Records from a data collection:
· · ·

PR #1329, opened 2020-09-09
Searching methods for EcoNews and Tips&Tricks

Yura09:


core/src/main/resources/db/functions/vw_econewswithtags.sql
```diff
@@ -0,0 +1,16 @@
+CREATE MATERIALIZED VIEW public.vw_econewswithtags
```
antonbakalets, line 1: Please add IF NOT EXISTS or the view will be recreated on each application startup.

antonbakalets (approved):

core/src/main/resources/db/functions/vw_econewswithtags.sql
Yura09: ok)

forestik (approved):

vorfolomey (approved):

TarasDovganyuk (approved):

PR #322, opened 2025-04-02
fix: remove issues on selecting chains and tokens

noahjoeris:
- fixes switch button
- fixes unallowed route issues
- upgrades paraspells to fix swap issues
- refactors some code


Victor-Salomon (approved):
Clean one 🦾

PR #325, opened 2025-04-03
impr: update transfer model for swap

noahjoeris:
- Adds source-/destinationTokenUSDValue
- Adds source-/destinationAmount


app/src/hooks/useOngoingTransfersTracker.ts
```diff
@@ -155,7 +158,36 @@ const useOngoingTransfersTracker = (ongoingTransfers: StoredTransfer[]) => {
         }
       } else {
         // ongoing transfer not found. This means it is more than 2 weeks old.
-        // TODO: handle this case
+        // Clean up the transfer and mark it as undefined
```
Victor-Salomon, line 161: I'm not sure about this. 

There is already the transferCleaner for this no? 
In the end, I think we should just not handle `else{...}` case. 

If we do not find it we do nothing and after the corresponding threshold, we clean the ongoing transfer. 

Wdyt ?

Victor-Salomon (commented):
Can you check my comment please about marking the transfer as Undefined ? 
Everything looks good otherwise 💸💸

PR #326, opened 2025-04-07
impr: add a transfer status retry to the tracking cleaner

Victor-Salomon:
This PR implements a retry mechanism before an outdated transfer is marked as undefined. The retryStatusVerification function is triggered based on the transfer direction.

· · ·

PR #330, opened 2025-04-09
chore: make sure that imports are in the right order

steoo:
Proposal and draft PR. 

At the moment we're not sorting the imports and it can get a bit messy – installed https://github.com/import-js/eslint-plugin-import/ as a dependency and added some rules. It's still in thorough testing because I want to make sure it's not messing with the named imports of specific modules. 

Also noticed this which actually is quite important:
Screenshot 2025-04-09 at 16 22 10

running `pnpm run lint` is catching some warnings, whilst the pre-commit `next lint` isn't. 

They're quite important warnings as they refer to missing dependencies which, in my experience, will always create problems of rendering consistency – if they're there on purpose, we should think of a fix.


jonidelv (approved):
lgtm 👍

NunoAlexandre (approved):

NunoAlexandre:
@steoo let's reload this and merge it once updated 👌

· · ·

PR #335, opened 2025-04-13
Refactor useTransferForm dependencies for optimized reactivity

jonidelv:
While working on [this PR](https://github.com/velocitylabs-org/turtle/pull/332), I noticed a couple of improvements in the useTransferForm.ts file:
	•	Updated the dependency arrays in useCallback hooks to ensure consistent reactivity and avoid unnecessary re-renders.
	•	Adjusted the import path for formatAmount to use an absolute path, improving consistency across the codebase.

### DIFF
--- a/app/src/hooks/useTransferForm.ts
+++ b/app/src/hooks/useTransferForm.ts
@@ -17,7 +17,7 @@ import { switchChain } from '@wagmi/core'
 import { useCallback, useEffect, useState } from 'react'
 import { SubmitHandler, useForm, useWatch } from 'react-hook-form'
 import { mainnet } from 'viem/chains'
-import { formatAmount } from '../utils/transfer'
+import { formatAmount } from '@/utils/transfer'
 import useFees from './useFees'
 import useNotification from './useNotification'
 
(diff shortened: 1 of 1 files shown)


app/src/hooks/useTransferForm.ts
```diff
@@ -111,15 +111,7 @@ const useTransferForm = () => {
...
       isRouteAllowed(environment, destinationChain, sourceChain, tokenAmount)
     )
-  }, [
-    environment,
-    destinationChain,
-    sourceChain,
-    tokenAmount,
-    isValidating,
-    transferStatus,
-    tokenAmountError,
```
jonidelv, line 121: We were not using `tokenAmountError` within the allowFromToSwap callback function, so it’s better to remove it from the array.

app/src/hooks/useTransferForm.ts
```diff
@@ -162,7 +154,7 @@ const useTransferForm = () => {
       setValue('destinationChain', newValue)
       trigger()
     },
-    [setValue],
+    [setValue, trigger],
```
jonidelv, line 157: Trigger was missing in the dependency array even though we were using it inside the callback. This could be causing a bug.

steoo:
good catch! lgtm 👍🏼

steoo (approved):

· · ·

Activity >> Your task is to restate, word for word, only those lines above that fall between the line holding "PR #1329, opened 2020-09-09" and the line holding "- Adds source-/destinationTokenUSDValue", inclusive.

Response >>
PR #1329, opened 2020-09-09
Searching methods for EcoNews and Tips&Tricks

Yura09:


core/src/main/resources/db/functions/vw_econewswithtags.sql
```diff
@@ -0,0 +1,16 @@
+CREATE MATERIALIZED VIEW public.vw_econewswithtags
```
antonbakalets, line 1: Please add IF NOT EXISTS or the view will be recreated on each application startup.

antonbakalets (approved):

core/src/main/resources/db/functions/vw_econewswithtags.sql
Yura09: ok)

forestik (approved):

vorfolomey (approved):

TarasDovganyuk (approved):

PR #322, opened 2025-04-02
fix: remove issues on selecting chains and tokens

noahjoeris:
- fixes switch button
- fixes unallowed route issues
- upgrades paraspells to fix swap issues
- refactors some code


Victor-Salomon (approved):
Clean one 🦾

PR #325, opened 2025-04-03
impr: update transfer model for swap

noahjoeris:
- Adds source-/destinationTokenUSDValue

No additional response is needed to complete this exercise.